Magnetic anisotropy of CeCoSi under high magnetic field

We have investigated the high magnetic field properties of the Ce-based Kondo lattice system CeCoSi by means of magnetization, magnetocaloric effect, contactless resistivity, specific heat, and magnetic torque measurements under pulsed high magnetic fields up to 55 T. CeCoSi is proposed to show an unconventional ordered phase called Phase II, which appears between paramagnetic Phase I and antiferromagnetic Phase III. The magnetization, magnetocaloric effect, and contactless resistivity measurements determine the field-angle dependence of Phase II-III boundary. Magnetic torque measurements detect a fourfold symmetry of the magnetic anisotropy under high magnetic fields in all phases, implying that there are two magnetic hard axes in the (100) or (110) plane of the tetragonal structure.
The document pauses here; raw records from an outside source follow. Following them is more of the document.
Issue #232, opened 2019-10-28
Intersection with any()


Zalastax:
There's lots of interesting discussions in https://github.com/josefs/Gradualizer/pull/206#discussion_r335621822 and I want to bring some of that out to a separate issue. In particular, I want to discuss the meaning of intersection with `any()`.

To summarize, @josefs argues that "`any() & integer()` is the same as `integer()`" whereas @zuiderkwast argues that "`any() & integer()` is not the same as `integer()`".

My personal take is that I agree with @zuiderkwast. To me, `T :: any() & integer()` means that `T` is of unknown type but it's at least an `integer()`. If we have `-spec f(5) -> integer().`, I believe that @josefs disallows `f(T)` whereas @zuiderkwast and I don't. My intuition is that `any()` behaves in the same manner as a new type variable (which in this example would be satisfied if it's type is `5`). I think you told me this was wrong during our last fika but I didn't follow. An example for why this thinking gets us to the wrong place would be very helpful!

As an extension to my thinking, I believe that if we also have `-spec g(6) -> integer()`, then we should be allowed to reject `f(T), g(T)` since `T` can't be both `5` and `6`. 

Relevant papers (I believe that the first few pages deal with this issue already):
https://www.irif.fr/~gc/papers/icfp17.pdf
https://www.irif.fr/~gc/papers/popl19.pdf

gomoripeti:
I did not follow the discussion, but for me also `any & integer()` _feels_ like an "unknown subset of all integers". But even if intersection with `any()` should not mean this, I think there would be value if internally Gradualizer could represent such notion, ie "an unknown subtype of a static type" or rather "a dynamic type that is although unknown, it is not a subtype of anything else than a <static type>".  This way Gradualizer could represent a partial information about a type. Sorry about the sidetrack.

zuiderkwast:
@josefs
> The reason I ask is because your ideas sound compelling. They are also different from the existing literature: https://www.irif.fr/~gc/papers/icfp17.pdf which makes them extra intriguing. And I don't think your ideas are necessarily wrong just because they're different from a published paper.

No need. The paper exactly confirms my ideas.

> Let me just give a tldr of the paper: any() & integer() is the same as integer() and any() | integer() is any().

This statement is completely wrong. I suggest you actually read the paper instead guessing. It explains "my ideas" pretty well.

josefs:
Yeah, I need to read the paper properly. It's on my todo list.

[...]

PR #241, opened 2019-12-26
Guard support

FrankBro:
Simple support for guard BIFs to allow constraining `term()` to something more specific.

### DIFF
--- a/src/typechecker.erl
+++ b/src/typechecker.erl
@@ -3469,7 +3469,7 @@ check_guard(_Env, {call, _, {remote,_,_,{atom, _, Fun}}, Vars}) ->
 check_guard(Env, {op, _OrElseAnno, 'orelse', Call1, Call2}) ->
     G1 = check_guard(Env, Call1),
     G2 = check_guard(Env, Call2),
-    union_var_binds_lub([G1, G2], Env#env.tenv);
+    union_var_binds_symmetrical([G1, G2], Env#env.tenv);
 check_guard(Env, {op, _AndAlsoAnno, 'andalso', Call1, Call2}) ->
     G1 = check_guard(Env, Call1),
     G2 = check_guard(Env, Call2),
@@ -3495,7 +3495,7 @@ check_guards(Env, Guards) ->
     VarBinds = lists:map(fun (GuardSeq) ->
         check_guards_sequence(Env, GuardSeq)
     end, Guards),
-    VB = union_var_binds_lub(VarBinds, Env#env.tenv),
+    VB = union_var_binds_symmetrical(VarBinds, Env#env.tenv),
     VB.
 
 type_check_function(Env, {function,_, Name, NArgs, Clauses}) ->
@@ -3991,16 +3991,44 @@ is_power_of_two(N) when N rem 2 == 0 ->
     is_power_of_two(N div 2);
 is_power_of_two(_) -> false.
 
--spec union_var_binds_lub(list(), #tenv{}) -> map().
-union_var_binds_lub([], _) ->
+-spec union_var_binds_symmetrical(list(), #tenv{}) -> map().
+union_var_binds_symmetrical([], TEnv) ->
     #{};
-union_var_binds_lub(VarBindsList, TEnv) ->
+union_var_binds_symmetrical(VarBindsList, TEnv) ->
     Lub = fun(_K, Ty1, Ty2) ->
         UTy = type(union, [Ty1, Ty2]),
         NTy = normalize(UTy, TEnv),
         NTy
-          end,
-    union_var_binds_help(VarBindsList, Lub).
+    end,
+    union_var_binds_symmetrical_help(VarBindsList, Lub).
+
+-spec union_var_binds_symmetrical_help(list(), function()) -> map().
+union_var_binds_symmetrical_help([VB1, VB2 | Rest], Lub) ->
+    VB =
+        case maps:size(VB1) < maps:size(VB2) of
+            true ->
+                maps:fold(fun (K, Ty1, VB) ->
+                    case maps:is_key(K, VB2) of
+                        false -> VB;
+                        true ->
+                            Ty2 = maps:get(K, VB2),
+                            Ty = Lub(K, Ty1, Ty2),
+                            maps:put(K, Ty, VB)
+                    end
+                end, #{}, VB1);
+            false ->
+                maps:fold(fun (K, Ty2, VB) ->
+                    case maps:is_key(K, VB1) of
+                        false -> VB;
+                        true ->
+                            Ty1 = maps:get(K, VB1),
+                            Ty = Lub(K, Ty1, Ty2),
+                            maps:put(K, Ty, VB)
+                    end
+                end, #{}, VB2)
+        end,
+    union_var_binds_symmetrical_help([VB | Rest], Lub);
+union_var_binds_symmetrical_help([VB], _) ->  VB.
 
 union_var_binds(VB1, VB2, TEnv) ->
     union_var_binds([VB1, VB2], TEnv).
--- a/src/typechecker.erl
+++ b/src/typechecker.erl
@@ -3469,12 +3469,7 @@ check_guard(_Env, {call, _, {remote,_,_,{atom, _, Fun}}, Vars}) ->
 check_guard(Env, {op, _OrElseAnno, 'orelse', Call1, Call2}) ->
     G1 = check_guard(Env, Call1),
     G2 = check_guard(Env, Call2),
-    Lub = fun(_K, Ty1, Ty2) ->
-        UTy = {type, erl_anno:new(0), union, [Ty1, Ty2]},
-        NTy = normalize(UTy, Env#env.tenv),
-        NTy
-    end,
-    union_var_binds_help([G1, G2], Lub);
+    union_var_binds_lub([G1, G2], Env#env.tenv);
 check_guard(Env, {op, _AndAlsoAnno, 'andalso', Call1, Call2}) ->
     G1 = check_guard(Env, Call1),
     G2 = check_guard(Env, Call2),
@@ -3497,15 +3492,10 @@ check_guards_sequence(Env, GuardSeq) ->
 -spec check_guards(#env{}, list()) -> map().
 check_guards(Env, []) -> #{};
 check_guards(Env, Guards) ->
-    Lub = fun(_K, Ty1, Ty2) ->
-        UTy = {type, erl_anno:new(0), union, [Ty1, Ty2]},
-        NTy = normalize(UTy, Env#env.tenv),
-        NTy
-    end,
     Tys = lists:map(fun (GuardSeq) ->
         check_guards_sequence(Env, GuardSeq)
     end, Guards),
-    Ty = union_var_binds_help(Tys, Lub),
+    Ty = union_var_binds_lub(Tys, Env#env.tenv),
     Ty.
 
 type_check_function(Env, {function,_, Name, NArgs, Clauses}) ->
@@ -4000,6 +3990,17 @@ is_power_of_two(1) -> true;
 is_power_of_two(N) when N rem 2 == 0 ->
     is_power_of_two(N div 2);
 is_power_of_two(_) -> false.
+
+-spec union_var_binds_lub(list(), #tenv{}) -> map().
+union_var_binds_lub([], _) ->
+    #{};
+union_var_binds_lub(VarBindsList, TEnv) ->
+    Lub = fun(_K, Ty1, Ty2) ->
+        UTy = type(union, [Ty1, Ty2]),
+        NTy = normalize(UTy, TEnv),
+        NTy
+          end,
+    union_var_binds_help(VarBindsList, Lub).
 
 union_var_binds(VB1, VB2, TEnv) ->
     union_var_binds([VB1, VB2], TEnv).
--- a/src/typechecker.erl
+++ b/src/typechecker.erl
@@ -3441,33 +3441,28 @@ no_guards({clause, _, _, Guards, _}) ->
     Guards == [].
 
 
--spec check_guard_bif(erlang:anno(), atom(), list()) -> map().
-check_guard_bif(P, is_atom, [{var, _, Var}]) -> #{Var => {type, P, atom, []}};
-check_guard_bif(P, is_binary, [{var, _, Var}]) -> #{Var => {type, P, binary, []}};
-check_guard_bif(P, is_bitstring, [{var, _, Var}]) -> #{Var => {type, P, bitstring, []}};
-check_guard_bif(P, is_boolean, [{var, _, Var}]) -> #{Var => {type, P, boolean, []}};
-check_guard_bif(P, is_float, [{var, _, Var}]) -> #{Var => {type, P, float, []}};
-check_guard_bif(P, is_integer, [{var, _, Var}]) -> #{Var => {type, P, integer, []}};
-check_guard_bif(P, is_number, [{var, _, Var}]) -> #{Var => {type, P, number, []}};
-check_guard_bif(P, is_list, [{var, _, Var}]) -> #{Var => {type, P, list, []}};
-check_guard_bif(P, is_map, [{var, _, Var}]) -> #{Var => {type, P, map, []}};
-check_guard_bif(P, is_pid, [{var, _, Var}]) -> #{Var => {type, P, pid, []}};
-check_guard_bif(P, is_port, [{var, _, Var}]) -> #{Var => {type, P, port, []}};
-check_guard_bif(P, is_reference, [{var, _, Var}]) -> #{Var => {type, P, reference, []}};
-check_guard_bif(P, is_tuple, [{var, _, Var}]) -> #{Var => {type, P, tuple, []}};
-check_guard_bif(P, is_function, [{var, _, Var}]) -> #{Var => {type, P, 'fun', []}};
-check_guard_bif(P, is_record, [{var, _, Var}, {atom, _, Record}]) ->
-    #{Var => {type, P, record, [{atom, P, Record}]}};
-check_guard_bif(_P, _Fun, _Vars) ->
-    #{}.
-
 -spec check_guard_call(erlang:anno(), atom(), list()) -> map().
-check_guard_call(P, Name, Args) ->
-    Arity = length(Args),
-    case erl_internal:bif(Name, Arity) of
-        true -> check_guard_bif(P, Name, Args);
-        false -> #{}
-    end.
+check_guard_call(P, is_atom, [{var, _, Var}]) -> #{Var => {type, P, atom, []}};
+check_guard_call(P, is_binary, [{var, _, Var}]) -> #{Var => {type, P, binary, []}};
+check_guard_call(P, is_bitstring, [{var, _, Var}]) -> #{Var => {type, P, bitstring, []}};
+check_guard_call(P, is_boolean, [{var, _, Var}]) -> #{Var => {type, P, boolean, []}};
+check_guard_call(P, is_float, [{var, _, Var}]) -> #{Var => {type, P, float, []}};
+check_guard_call(P, is_function, [{var, _, Var}]) -> #{Var => {type, P, 'fun', []}};
+check_guard_call(P, is_function, [{var, _, Var}, _]) -> #{Var => {type, P, 'fun', []}};
+check_guard_call(P, is_integer, [{var, _, Var}]) -> #{Var => {type, P, integer, []}};
+check_guard_call(P, is_list, [{var, _, Var}]) -> #{Var => {type, P, list, []}};
+check_guard_call(P, is_map, [{var, _, Var}]) -> #{Var => {type, P, map, []}};
+check_guard_call(P, is_number, [{var, _, Var}]) -> #{Var => {type, P, number, []}};
+check_guard_call(P, is_pid, [{var, _, Var}]) -> #{Var => {type, P, pid, []}};
+check_guard_call(P, is_port, [{var, _, Var}]) -> #{Var => {type, P, port, []}};
+check_guard_call(P, is_record, [{var, _, Var}, {atom, _, Record}]) ->
+    #{Var => {type, P, record, [{atom, P, Record}]}};
+check_guard_call(P, is_record, [{var, _, Var}, {atom, _, Record}, _]) ->
+    #{Var => {type, P, record, [{atom, P, Record}]}};
+check_guard_call(P, is_reference, [{var, _, Var}]) -> #{Var => {type, P, reference, []}};
+check_guard_call(P, is_tuple, [{var, _, Var}]) -> #{Var => {type, P, tuple, []}};
+check_guard_call(_P, _Fun, _Vars) ->
+    #{}.
 
 -spec check_guard(#env{}, term()) -> map().
 check_guard(_Env, {call, P, {atom, _, Fun}, Vars}) ->
--- a/src/typechecker.erl
+++ b/src/typechecker.erl
@@ -3442,27 +3442,24 @@ no_guards({clause, _, _, Guards, _}) ->
 
 
 -spec check_guard_call(atom(), list()) -> map().
-check_guard_call(is_atom, [{var, _, Var}]) -> #{Var => {type, erl_anno:new(0), atom, []}};
-check_guard_call(is_binary, [{var, _, Var}]) -> #{Var => {type, erl_anno:new(0), binary, []}};
-check_guard_call(is_bitstring, [{var, _, Var}]) -> #{Var => {type, erl_anno:new(0), bitstring, []}};
-check_guard_call(is_boolean, [{var, _, Var}]) -> #{Var => {type, erl_anno:new(0), boolean, []}};
-check_guard_call(is_float, [{var, _, Var}]) -> #{Var => {type, erl_anno:new(0), float, []}};
-check_guard_call(is_function, [{var, _, Var}]) -> #{Var => {type, erl_anno:new(0), 'fun', []}};
-check_guard_call(is_function, [{var, _, Var}, _]) -> #{Var => {type, erl_anno:new(0), 'fun', []}};
-check_guard_call(is_integer, [{var, _, Var}]) -> #{Var => {type, erl_anno:new(0), integer, []}};
-check_guard_call(is_list, [{var, _, Var}]) -> #{Var => {type, erl_anno:new(0), list, []}};
-check_guard_call(is_map, [{var, _, Var}]) -> #{Var => {type, erl_anno:new(0), map, []}};
-check_guard_call(is_number, [{var, _, Var}]) -> #{Var => {type, erl_anno:new(0), number, []}};
-check_guard_call(is_pid, [{var, _, Var}]) -> #{Var => {type, erl_anno:new(0), pid, []}};
-check_guard_call(is_port, [{var, _, Var}]) -> #{Var => {type, erl_anno:new(0), port, []}};
-check_guard_call(is_record, [{var, _, Var}, {atom, _, Record}]) ->
-    #{Var => {type, erl_anno:new(0), record, [{atom, erl_anno:new(0), Record}]}};
-check_guard_call(is_record, [{var, _, Var}, {atom, _, Record}, _]) ->
-    #{Var => {type, erl_anno:new(0), record, [{atom, erl_anno:new(0), Record}]}};
-check_guard_call(is_reference, [{var, _, Var}]) -> #{Var => {type, erl_anno:new(0), reference, []}};
-check_guard_call(is_tuple, [{var, _, Var}]) -> #{Var => {type, erl_anno:new(0), tuple, []}};
-check_guard_call(_Fun, _Vars) ->
-    #{}.
+check_guard_call(is_atom, [{var, _, Var}]) -> #{Var => type(atom)};
+check_guard_call(is_binary, [{var, _, Var}]) -> #{Var => type(binary)};
+check_guard_call(is_bitstring, [{var, _, Var}]) -> #{Var => type(bitstring)};
+check_guard_call(is_boolean, [{var, _, Var}]) -> #{Var => type(boolean)};
+check_guard_call(is_float, [{var, _, Var}]) -> #{Var => type(float)};
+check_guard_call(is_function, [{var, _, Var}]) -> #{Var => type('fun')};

Through comparison between the mean-field calculation and magnetization data, we determine the crystal electric field energy scheme, which agrees with the previous inelastic neutron scattering experiment. We successfully reproduce the fourfold magnetic anisotropy through our calculation, which is attributed to hybridization of the crystal electric field wave functions. The hybridization increases multipole degrees of freedom and is the origin of the unconventional order in Phase II. Moreover, the specific heat below 4 K exhibits a nonphononic T^3 term in Phase II, which indicates that Phase II is not a simple polarized paramagnetic state and can be a quadrupolar ordered state.